▶ PROBLEM DESCRIPTION
Please filter the entries for the word "MyContract" and copy every line that has it.

Items from a dataset
PR #663, opened 2018-02-21
 accept integers for block ids in w3.eth.call

### LINKED ISSUE #576: hex-encode the block number in eth_call

carver:
### What was wrong?

Fixes #576 

### How was it fixed?

- convert int block numbers to hex in `pythonic` middleware
- convert hex back to int for eth-tester provider
- a little leftover fix from #656 
- bugfix in eth-tester middleware: only convert to integer if value is valid hex in `to_integer_if_hex` (was converting any `str` previously)
- pin to eth-utils beta1 until all the cleanup is complete

#### Cute Animal Picture

Cute animal picture

### DIFF
--- a/tests/core/contracts/test_contract_call_interface.py
+++ b/tests/core/contracts/test_contract_call_interface.py
@@ -7,6 +7,7 @@ from hexbytes import (
 from web3.exceptions import (
     BadFunctionCallOutput,
     InvalidAddress,
+    BlockNumberOutofRange
 )
 from web3.utils.ens import (
     contract_ens_addresses,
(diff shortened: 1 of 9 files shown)


carver:
Probably will close after #552 merges (except for the little tuple -> set tweak)

carver:
Bummer, this thing has a Heisenbug. Repeated runs alternate between failing and not, with logs showing up where they're not supposed to (or not showing up when they're supposed to, or all tests passing).

carver:
Ah, looks like all the transactions were leaking from test to test. Reverting all changes in eth-tester (when mining is disabled), seems to resolve it in local testing.

PR #664, opened 2018-02-21
upgrade eth-abi for eth-utils b2 compatibility

carver:
### What was wrong?

eth-abi v1b0 was not compatible with eth-utils v1b2

### How was it fixed?

upgraded to beta 1

#### Cute Animal Picture

Cute animal picture

### DIFF
--- a/setup.py
+++ b/setup.py
@@ -18,7 +18,7 @@ setup(
     include_package_data=True,
     install_requires=[
         "cytoolz>=0.9.0,<1.0.0",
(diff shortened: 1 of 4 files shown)


carver:
Ah, still stuck on eth-tester compatibility with eth-utils

carver:
Watch for one of these to close and then eth-tester to be released: https://github.com/ethereum/eth-tester/pull/64 or https://github.com/ethereum/eth-tester/pull/63

PR #669, opened 2018-02-23
added waitForTransactionReceipt to web3.eth which returns the transac…

### LINKED ISSUE #574: Add function w3.eth.waitForTransactionReceipt(tx_hash)
* Version: 4

### What was wrong?

It's a bit cumbersome to wait for a transaction to be mined. For example, after deploying a transaction, example code typically involves a small while loop, like in #573 

This is a very common need, and should have an easy one-liner.

### How can it be fixed?

Something like:

```py
receipt = w3.eth.waitForTransactionReceipt(tx_hash)
contract = MyContract(receipt['contractAddress'])

# or

with w3.waitFor(lambda: w3.eth.getTransactionReceipt(tx_hash)) as receipt:
    contract = MyContract(receipt['contractAddress'])

```

Very open to alternative API suggestions.

This could potentially let us do cool things eventually, like use pubsub under the hood. Note that pubsub integration would be significantly easier in the first API than the second. But the first API implies adding other new functions that start with `waitFor` at some point in the future.

scottydelta:
…tion after its mined

### What was wrong?
Fixes #574 

### How was it fixed?
Added `waitForTransactionReceipt` to `web3.eth` which waits for transaction to mine and returns the transaction once it is mined.

#### Cute Animal Picture

Cute animal picture


scottydelta:
Test and docs yet to be added. please add `Work in Progress` tag to it. thanks

scottydelta:
how can I go about adding a test since it needs to have a pending transaction before it returns receipt? i did test it manually on Ropsten Network by creating a transaction manually and then running the function to test if it actually waits and returns the receipt after transaction is mined. thanks

carver:
There is some pretty new functionality in eth-tester to enable this. One approach would be something like:

```py
def disable_in_1s():
    time.sleep(1)
    eth_tester.enable_auto_mine_transactions()

eth_tester.disable_auto_mine_transactions()
txn_hash = w3.eth.sendTransaction(...)

with pytest.raises(TimeoutException):
    w3.eth.waitForTransactionReceipt(txn_hash, timeout=0.5)

Thread(disable_in_1s, daemon=True).start()

txn_receipt = eth.waitForTransactionReceipt(txn_hash, timeout=2)
assert txn_receipt is not None and txn_receipt['block_hash']
```

But yeah, it's a little hairy with the thread blocking. There's probably a better approach, but that would get it done.

pipermerriam:
@carver what do you think about testing via something like this using middleware to simulate a transaction not yet being mined.

```
counter = itertools.counter()
def unmined_receipt_simulator_middleware(make_request, web3):
    receipt_counters = collections.defaultdict(itertools.counter)

        if method == 'eth_getTransactionReceipt':
            txn_hash = params[0]
            if next(receipt_counters[txn_hash]) < 2:
                return {'result': None}
    return middleware
```

carver:
Yes, I like that much better :+1:  It's simpler, and takes less time to run.

For @scottydelta: `itertools.count` instead of `counter`

It would be nice to confirm that the middleware is working with a manual check of the empty result first, then the wait (but with a short timeout so that the test completes quickly even if it fails):

```py
assert w3.eth.getTransactionReceipt(txn_hash) == None

receipt = w3.eth.waitForTransactionReceipt(txn_hash, timeout=1)
assert receipt['transaction_hash'] == txn_hash
assert receipt['block_hash']
```

carver:
You can run `make lint-roll` locally to cleanup and check for linting issues.  Loo

Based on the [circle lint run](https://circleci.com/gh/ethereum/web3.py/1619?utm_campaign=vcs-integration-link&utm_medium=referral&utm_source=github-build-link), the only issue left is the ordering of the imports:

```
ERROR: /home/circleci/repo/web3/eth.py Imports are incorrectly sorted.
--- /home/circleci/repo/web3/eth.py:before	2018-02-26 07:03:47.343238
+++ /home/circleci/repo/web3/eth.py:after	2018-02-26 07:04:02.690568
@@ -41,9 +41,9 @@
     assert_valid_transaction_params,
     extract_valid_transaction_params,
     get_buffered_gas_estimate,
-    wait_for_transaction_receipt,
     get_required_transaction,
     replace_transaction,
+    wait_for_transaction_receipt,
 ```

File: web3/eth.py [hunk 1]
```diff
@@ -187,6 +188,10 @@ def getTransactionFromBlock(self, block_identifier, transaction_index):
             [block_identifier, transaction_index],
         )
 
+    def waitForTransactionReceipt(self, transaction_hash):
```
carver: I would expect this to have a timeout, like the underlying method.

scottydelta: you got it 👍

scottydelta:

▶ WRITTEN ANSWER
contract = MyContract(receipt['contractAddress'])
    contract = MyContract(receipt['contractAddress'])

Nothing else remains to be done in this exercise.